Action item: Could you copy, exactly as written, every line from the first line of the records through the one containing "The CmdStan version is"?

== Segment start ==

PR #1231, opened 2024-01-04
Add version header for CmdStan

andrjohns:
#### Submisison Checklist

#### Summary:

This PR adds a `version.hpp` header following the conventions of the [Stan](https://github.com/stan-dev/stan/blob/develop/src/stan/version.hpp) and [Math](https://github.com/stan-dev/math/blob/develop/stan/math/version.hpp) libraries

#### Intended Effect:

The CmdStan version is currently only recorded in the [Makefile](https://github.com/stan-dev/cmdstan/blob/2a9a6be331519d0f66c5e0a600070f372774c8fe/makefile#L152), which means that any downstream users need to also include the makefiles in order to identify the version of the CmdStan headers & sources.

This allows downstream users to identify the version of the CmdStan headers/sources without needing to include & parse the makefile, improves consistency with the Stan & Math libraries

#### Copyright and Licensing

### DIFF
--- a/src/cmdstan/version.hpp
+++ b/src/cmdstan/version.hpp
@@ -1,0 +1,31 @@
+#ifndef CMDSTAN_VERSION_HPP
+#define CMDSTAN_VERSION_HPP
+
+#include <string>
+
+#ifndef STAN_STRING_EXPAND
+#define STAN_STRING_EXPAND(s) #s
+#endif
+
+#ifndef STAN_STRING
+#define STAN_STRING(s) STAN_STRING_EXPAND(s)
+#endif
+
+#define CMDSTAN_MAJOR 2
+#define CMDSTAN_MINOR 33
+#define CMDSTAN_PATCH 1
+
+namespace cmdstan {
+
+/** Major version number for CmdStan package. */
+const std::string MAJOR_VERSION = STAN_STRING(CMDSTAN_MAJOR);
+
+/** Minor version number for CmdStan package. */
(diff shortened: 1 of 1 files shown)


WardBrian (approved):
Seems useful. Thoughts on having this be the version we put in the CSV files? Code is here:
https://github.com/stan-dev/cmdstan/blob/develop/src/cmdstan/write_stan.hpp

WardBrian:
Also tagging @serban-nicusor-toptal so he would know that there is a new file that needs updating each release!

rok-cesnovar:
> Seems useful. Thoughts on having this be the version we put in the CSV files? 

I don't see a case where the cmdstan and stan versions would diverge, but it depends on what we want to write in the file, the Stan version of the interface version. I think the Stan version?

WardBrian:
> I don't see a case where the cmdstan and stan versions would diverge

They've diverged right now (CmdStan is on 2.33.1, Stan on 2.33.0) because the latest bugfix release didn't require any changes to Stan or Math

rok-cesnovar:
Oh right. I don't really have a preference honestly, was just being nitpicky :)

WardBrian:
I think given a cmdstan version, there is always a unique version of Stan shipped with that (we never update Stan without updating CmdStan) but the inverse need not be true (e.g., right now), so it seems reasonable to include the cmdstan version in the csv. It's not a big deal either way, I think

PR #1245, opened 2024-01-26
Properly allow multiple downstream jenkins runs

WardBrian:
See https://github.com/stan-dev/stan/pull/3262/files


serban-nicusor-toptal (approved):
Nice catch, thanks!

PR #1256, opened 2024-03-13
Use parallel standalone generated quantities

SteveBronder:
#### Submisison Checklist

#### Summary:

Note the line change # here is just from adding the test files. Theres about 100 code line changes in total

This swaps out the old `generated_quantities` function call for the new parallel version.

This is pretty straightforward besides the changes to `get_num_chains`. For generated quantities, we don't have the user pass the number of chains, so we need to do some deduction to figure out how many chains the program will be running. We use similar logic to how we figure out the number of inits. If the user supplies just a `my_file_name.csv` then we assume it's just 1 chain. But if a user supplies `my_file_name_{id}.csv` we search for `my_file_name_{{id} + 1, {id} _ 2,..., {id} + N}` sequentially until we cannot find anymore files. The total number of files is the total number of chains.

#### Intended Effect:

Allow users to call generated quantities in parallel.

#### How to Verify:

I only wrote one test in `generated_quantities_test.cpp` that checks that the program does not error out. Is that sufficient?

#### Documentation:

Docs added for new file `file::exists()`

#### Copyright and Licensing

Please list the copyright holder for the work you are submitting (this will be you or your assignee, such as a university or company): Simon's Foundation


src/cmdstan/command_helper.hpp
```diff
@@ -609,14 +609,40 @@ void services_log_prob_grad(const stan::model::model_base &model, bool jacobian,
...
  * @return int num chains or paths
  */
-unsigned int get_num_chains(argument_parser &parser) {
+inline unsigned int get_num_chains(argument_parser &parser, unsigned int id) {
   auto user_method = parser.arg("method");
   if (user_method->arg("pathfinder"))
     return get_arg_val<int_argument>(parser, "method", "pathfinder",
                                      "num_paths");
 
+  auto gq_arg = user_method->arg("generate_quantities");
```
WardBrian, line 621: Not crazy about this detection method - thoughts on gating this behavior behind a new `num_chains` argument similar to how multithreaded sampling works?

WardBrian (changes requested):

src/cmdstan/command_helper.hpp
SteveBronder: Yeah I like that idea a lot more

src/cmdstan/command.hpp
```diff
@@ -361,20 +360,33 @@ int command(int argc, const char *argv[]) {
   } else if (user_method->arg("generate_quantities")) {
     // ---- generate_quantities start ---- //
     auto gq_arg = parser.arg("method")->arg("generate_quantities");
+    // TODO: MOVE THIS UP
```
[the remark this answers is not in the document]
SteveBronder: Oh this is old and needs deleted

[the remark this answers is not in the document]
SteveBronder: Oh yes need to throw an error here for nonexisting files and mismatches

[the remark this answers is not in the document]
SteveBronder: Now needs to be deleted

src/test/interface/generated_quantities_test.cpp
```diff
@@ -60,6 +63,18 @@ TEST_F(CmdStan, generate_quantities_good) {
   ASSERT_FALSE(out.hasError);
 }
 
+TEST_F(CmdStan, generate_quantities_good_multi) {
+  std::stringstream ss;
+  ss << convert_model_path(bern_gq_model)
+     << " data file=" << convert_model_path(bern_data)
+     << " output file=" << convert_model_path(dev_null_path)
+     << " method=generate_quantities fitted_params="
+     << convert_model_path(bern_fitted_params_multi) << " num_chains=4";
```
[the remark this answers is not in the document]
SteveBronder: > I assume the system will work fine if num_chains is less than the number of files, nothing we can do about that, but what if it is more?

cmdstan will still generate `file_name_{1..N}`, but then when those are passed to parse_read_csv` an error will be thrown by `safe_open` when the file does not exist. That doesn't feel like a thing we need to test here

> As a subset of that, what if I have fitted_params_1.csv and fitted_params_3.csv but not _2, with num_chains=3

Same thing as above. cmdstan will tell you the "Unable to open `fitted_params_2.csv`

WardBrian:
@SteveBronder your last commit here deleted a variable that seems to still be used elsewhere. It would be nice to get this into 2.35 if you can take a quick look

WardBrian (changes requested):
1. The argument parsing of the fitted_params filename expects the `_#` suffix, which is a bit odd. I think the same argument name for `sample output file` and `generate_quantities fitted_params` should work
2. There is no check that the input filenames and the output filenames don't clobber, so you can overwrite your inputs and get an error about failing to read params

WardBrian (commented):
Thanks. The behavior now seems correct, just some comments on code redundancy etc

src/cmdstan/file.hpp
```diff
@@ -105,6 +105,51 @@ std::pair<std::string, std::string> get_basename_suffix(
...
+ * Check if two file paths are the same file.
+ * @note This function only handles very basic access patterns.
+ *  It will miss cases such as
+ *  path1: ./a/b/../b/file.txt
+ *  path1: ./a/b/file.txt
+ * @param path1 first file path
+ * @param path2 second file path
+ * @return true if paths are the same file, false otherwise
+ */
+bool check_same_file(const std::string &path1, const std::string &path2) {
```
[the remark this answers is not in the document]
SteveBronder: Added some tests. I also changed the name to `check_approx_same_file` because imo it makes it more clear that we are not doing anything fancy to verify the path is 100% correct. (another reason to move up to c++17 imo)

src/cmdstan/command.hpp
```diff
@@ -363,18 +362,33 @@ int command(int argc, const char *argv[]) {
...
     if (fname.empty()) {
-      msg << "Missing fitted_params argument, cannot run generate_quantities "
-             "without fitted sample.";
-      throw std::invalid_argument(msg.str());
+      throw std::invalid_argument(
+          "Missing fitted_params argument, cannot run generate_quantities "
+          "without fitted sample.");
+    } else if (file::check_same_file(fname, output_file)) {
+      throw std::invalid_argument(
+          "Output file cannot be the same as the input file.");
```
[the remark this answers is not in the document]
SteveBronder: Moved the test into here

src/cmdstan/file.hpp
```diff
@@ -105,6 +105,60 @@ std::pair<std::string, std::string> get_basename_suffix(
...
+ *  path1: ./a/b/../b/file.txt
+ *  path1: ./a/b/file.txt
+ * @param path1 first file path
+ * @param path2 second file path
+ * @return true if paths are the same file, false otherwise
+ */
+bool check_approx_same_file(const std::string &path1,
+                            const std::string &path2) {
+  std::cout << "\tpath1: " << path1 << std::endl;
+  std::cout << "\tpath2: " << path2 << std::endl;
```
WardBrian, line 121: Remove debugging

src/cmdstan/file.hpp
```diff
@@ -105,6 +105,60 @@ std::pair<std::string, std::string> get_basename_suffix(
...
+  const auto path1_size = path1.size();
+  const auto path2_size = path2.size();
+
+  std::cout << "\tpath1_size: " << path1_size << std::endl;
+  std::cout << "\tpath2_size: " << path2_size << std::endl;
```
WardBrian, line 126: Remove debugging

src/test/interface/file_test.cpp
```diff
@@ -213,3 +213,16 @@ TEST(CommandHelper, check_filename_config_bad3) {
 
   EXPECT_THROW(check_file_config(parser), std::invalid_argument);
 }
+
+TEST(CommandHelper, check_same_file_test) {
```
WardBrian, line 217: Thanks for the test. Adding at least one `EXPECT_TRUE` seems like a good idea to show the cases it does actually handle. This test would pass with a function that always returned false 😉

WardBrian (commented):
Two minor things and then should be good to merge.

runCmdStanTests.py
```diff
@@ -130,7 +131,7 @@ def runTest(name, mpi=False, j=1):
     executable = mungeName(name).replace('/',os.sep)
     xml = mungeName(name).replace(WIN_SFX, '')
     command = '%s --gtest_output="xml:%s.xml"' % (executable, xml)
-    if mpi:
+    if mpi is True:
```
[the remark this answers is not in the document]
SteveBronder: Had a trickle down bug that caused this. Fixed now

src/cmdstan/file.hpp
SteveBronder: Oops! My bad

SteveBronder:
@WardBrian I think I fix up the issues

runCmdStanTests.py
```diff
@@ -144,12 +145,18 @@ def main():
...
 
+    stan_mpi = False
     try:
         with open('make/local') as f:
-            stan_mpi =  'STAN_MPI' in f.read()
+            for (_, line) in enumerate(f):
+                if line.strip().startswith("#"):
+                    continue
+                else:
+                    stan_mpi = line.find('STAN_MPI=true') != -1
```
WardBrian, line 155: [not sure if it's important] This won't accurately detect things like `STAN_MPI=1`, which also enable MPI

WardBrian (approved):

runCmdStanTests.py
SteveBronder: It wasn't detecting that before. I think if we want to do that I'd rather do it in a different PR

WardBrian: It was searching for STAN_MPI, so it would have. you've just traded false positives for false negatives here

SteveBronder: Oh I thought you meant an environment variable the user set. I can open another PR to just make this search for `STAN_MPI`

== Segment end ==

Answer below:
PR #1231, opened 2024-01-04
Add version header for CmdStan

andrjohns:
#### Submisison Checklist

#### Summary:

This PR adds a `version.hpp` header following the conventions of the [Stan](https://github.com/stan-dev/stan/blob/develop/src/stan/version.hpp) and [Math](https://github.com/stan-dev/math/blob/develop/stan/math/version.hpp) libraries

#### Intended Effect:

The CmdStan version is currently only recorded in the [Makefile](https://github.com/stan-dev/cmdstan/blob/2a9a6be331519d0f66c5e0a600070f372774c8fe/makefile#L152), which means that any downstream users need to also include the makefiles in order to identify the version of the CmdStan headers & sources.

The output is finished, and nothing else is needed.